Work item.
Show, from the records below, all lines that contain the word "doesn".

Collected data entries
- - - -

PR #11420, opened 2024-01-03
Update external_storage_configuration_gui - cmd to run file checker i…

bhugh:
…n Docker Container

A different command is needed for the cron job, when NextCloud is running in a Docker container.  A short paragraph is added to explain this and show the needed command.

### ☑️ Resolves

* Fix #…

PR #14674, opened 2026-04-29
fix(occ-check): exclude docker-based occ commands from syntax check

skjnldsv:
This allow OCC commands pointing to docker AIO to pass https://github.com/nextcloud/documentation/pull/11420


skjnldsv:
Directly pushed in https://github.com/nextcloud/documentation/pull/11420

- - - -

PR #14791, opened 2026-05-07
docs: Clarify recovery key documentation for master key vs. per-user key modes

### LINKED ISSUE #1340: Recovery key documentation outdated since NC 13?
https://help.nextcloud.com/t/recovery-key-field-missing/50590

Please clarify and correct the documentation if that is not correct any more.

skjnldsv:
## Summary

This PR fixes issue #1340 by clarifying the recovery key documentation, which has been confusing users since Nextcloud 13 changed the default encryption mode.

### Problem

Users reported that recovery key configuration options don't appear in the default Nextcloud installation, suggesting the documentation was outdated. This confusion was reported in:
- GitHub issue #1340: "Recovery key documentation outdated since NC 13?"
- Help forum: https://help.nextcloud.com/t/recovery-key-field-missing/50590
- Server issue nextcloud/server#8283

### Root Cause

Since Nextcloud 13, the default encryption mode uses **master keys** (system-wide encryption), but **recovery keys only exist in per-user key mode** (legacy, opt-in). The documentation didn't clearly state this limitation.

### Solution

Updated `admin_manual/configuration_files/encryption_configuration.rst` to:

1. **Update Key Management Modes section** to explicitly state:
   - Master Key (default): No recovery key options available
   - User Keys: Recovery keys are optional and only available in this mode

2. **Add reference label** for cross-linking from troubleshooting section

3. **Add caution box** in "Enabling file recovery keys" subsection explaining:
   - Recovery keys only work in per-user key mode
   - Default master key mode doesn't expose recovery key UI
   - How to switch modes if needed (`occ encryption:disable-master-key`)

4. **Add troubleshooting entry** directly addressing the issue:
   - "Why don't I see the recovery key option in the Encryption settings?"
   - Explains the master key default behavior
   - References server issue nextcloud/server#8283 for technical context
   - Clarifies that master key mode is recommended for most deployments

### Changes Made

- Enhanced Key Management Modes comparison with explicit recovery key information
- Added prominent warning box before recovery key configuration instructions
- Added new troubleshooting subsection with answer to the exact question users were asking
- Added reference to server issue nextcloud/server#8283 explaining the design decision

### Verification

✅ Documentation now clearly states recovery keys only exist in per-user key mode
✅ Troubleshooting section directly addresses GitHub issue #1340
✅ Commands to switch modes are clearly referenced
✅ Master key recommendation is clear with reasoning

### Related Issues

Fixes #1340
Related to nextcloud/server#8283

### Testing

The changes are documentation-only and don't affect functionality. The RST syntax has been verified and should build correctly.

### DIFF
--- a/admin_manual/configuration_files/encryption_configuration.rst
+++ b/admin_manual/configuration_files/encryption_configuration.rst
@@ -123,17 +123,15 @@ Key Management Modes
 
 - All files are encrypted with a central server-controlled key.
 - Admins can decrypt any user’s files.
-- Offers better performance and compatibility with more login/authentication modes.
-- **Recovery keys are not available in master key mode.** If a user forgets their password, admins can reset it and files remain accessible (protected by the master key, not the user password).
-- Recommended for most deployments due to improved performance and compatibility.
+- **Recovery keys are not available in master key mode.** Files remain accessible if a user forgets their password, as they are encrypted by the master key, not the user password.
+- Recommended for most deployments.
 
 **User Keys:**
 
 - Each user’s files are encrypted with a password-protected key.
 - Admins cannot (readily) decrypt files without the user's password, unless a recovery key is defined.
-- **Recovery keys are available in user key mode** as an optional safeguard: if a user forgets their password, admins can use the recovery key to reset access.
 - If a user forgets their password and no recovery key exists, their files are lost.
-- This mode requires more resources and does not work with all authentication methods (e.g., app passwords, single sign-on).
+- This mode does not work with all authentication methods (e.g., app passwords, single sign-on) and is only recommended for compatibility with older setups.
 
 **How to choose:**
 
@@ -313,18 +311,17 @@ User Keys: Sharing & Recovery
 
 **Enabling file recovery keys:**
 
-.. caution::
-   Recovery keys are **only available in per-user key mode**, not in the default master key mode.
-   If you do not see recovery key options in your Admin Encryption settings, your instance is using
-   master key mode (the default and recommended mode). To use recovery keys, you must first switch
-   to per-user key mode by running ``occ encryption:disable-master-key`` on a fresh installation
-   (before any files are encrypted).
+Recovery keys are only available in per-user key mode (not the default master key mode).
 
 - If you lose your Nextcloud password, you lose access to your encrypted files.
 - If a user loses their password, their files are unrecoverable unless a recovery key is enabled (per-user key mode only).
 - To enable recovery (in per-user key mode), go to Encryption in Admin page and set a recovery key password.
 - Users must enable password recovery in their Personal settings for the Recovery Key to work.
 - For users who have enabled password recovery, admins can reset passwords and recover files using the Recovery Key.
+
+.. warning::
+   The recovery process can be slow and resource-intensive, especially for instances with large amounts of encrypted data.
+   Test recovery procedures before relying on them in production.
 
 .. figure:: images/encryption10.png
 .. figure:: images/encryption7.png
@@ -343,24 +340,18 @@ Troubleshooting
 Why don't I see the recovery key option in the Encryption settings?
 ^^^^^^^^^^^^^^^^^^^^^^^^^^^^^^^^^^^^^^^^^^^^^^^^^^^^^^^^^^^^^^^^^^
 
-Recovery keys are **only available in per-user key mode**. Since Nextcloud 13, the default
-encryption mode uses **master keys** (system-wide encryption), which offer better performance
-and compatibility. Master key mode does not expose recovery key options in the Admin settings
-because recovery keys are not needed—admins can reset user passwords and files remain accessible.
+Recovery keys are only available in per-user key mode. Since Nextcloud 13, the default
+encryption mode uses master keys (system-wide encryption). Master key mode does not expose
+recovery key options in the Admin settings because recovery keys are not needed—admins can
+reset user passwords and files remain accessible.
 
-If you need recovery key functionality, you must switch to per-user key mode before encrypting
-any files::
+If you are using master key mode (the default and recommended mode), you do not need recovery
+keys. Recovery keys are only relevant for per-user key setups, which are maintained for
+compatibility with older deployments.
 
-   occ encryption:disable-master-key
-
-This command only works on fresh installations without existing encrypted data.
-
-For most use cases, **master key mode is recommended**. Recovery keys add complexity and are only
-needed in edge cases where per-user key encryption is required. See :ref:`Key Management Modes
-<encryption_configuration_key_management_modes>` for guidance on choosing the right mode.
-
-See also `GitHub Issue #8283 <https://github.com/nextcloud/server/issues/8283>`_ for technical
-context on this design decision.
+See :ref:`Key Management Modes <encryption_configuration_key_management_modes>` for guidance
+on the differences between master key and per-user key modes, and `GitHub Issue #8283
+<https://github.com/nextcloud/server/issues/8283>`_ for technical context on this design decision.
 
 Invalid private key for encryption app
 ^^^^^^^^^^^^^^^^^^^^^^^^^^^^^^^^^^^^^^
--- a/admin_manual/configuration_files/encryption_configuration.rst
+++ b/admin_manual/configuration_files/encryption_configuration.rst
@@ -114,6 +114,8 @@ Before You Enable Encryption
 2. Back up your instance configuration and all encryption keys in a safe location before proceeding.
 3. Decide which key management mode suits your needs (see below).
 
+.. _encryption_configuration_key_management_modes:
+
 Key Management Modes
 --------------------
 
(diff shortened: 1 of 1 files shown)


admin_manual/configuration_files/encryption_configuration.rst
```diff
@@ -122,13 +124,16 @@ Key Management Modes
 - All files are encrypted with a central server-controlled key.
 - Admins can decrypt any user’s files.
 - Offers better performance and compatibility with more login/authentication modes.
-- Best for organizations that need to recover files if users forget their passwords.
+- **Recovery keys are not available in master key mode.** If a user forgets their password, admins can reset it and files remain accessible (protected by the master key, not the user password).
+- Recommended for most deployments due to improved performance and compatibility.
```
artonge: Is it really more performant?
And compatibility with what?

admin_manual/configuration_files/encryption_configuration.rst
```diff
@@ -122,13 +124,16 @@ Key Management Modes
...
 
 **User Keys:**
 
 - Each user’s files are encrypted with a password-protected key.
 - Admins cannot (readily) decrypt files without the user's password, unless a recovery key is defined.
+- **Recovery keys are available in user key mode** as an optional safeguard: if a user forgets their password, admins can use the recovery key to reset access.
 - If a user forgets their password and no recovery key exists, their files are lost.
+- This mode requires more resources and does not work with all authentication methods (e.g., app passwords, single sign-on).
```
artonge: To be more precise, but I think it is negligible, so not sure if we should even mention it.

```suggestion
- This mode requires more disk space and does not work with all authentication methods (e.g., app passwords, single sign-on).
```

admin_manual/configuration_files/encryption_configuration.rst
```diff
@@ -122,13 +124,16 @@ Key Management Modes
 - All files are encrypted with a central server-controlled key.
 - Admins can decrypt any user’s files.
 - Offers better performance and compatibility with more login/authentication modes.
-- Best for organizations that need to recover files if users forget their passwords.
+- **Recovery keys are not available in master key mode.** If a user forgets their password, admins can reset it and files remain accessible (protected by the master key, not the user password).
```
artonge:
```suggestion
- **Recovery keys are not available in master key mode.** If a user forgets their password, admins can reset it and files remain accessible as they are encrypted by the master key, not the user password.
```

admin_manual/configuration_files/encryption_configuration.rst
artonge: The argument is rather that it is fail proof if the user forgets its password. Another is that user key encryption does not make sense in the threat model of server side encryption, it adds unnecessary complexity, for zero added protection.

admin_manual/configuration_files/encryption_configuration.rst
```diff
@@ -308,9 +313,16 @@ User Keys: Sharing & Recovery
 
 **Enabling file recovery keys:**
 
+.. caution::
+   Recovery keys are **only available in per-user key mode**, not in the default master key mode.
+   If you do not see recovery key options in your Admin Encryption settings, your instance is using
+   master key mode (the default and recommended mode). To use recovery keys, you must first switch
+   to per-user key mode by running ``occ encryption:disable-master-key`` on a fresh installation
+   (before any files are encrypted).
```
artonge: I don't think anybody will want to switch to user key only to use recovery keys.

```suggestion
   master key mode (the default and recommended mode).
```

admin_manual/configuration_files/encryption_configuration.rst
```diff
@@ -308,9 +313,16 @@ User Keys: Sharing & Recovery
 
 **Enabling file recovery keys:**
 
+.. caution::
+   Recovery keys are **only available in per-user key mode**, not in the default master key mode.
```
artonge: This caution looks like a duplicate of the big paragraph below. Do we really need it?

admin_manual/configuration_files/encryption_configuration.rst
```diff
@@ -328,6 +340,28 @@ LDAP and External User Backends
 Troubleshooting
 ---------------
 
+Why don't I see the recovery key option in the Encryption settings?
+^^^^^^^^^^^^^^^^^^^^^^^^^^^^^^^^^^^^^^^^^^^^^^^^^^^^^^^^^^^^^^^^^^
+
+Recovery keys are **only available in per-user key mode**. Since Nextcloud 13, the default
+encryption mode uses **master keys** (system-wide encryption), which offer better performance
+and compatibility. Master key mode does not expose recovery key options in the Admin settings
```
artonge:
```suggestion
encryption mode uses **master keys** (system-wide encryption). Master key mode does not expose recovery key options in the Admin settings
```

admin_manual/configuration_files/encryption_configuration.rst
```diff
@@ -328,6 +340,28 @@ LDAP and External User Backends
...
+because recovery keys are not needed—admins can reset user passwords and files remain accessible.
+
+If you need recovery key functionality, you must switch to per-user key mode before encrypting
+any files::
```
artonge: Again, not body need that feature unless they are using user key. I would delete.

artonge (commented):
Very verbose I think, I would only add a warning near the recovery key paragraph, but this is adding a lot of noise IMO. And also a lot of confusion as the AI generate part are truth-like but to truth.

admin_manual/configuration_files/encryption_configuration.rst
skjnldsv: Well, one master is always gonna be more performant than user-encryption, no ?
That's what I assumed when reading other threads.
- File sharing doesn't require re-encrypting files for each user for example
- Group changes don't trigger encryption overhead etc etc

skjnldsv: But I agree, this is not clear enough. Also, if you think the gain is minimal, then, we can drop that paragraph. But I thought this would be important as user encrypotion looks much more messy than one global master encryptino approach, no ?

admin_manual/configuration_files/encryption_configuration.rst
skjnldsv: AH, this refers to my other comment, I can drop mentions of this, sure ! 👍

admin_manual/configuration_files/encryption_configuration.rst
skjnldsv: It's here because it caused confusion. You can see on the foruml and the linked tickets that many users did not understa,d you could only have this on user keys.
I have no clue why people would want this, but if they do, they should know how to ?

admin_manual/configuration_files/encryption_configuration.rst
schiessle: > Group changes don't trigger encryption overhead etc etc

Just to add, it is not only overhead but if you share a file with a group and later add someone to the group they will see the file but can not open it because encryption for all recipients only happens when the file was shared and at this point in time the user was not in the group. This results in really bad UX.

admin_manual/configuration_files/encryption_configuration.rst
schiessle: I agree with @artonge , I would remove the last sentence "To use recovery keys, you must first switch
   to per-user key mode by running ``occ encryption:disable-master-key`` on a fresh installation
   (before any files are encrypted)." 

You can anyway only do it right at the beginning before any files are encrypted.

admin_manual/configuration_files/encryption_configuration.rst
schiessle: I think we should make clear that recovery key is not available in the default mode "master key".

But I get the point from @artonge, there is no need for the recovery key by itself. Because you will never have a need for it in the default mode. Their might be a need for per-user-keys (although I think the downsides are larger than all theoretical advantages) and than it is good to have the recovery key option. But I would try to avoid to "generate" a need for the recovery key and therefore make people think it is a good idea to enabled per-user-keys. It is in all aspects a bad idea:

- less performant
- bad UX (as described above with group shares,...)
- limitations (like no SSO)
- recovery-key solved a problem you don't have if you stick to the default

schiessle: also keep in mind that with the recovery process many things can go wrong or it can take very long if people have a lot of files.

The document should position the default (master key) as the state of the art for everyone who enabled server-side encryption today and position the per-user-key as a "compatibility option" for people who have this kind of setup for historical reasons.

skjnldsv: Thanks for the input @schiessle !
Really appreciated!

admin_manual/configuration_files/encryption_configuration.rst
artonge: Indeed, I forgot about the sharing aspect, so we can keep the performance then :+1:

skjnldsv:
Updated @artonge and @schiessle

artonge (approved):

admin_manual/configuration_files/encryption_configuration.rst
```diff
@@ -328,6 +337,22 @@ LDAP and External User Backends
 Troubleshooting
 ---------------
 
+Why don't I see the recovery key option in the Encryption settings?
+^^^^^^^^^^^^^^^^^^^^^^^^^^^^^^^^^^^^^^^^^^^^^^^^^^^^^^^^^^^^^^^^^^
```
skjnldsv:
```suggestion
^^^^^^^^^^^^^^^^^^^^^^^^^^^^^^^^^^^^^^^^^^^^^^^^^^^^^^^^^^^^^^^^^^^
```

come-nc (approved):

- - - -

Answer.
   - Default master key mode doesn't expose recovery key UI
- File sharing doesn't require re-encrypting files for each user for example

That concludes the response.